The 123 “gold standard” agreement reached with the UAE includes a provision allowing the UAE to seek an amendment of the agreement should Washington sign a more relaxed 123 agreement with another regional state. The 123 agreement with Egypt is up for renewal in 2021.
It should be stressed that we do not really know what is being negotiated with Saudi Arabia, although the matter should soon come to congress which, one would think, likely will oppose a 123 agreement that goes so far as to give the green light for Saudi enrichment and reprocessing. However, the signing of a 123 agreement that accommodates the preferences of Saudi Arabia, on top of the reimposition of US sanctions on Iran despite being it being in compliance with the JCPOA, might be too much for Tehran to bare.

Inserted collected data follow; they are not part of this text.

Issue #438, opened 2021-09-07
Add new layout methods


mtreinish:
### What is the expected enhancement?

Right now retworkx has several layout methods available: https://qiskit.org/documentation/retworkx/api.html#layout-functions
but there are some other common examples (like a planar layout and kamada kawai) missing. We should expand the available layout functions so that they can be leveraged with the drawers. We can look at what networkx offers for this functionality to get some good examples: https://networkx.org/documentation/stable/reference/drawing.html#module-networkx.drawing.layout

Under such circumstances it is possible to imagine a number of hostile states in the Middle East with virtual, if nor overt, nuclear weapons programmes made possible by a cascading proliferation of front end and back end nuclear fuel cycle technologies. What Israel would make of this, and what it might do in response is another matter for consideration.
The North Korean nuclear crisis is one thing, but this is another matter entirely. History, which always depends upon a future, might record that the crisis over North Korea’s nuclear crisis was but a trifling compared to that of the Middle East. To add another layer of grim possibility, we might recall that Iran has always been the official rationale offered for European Ballistic Missile Defence.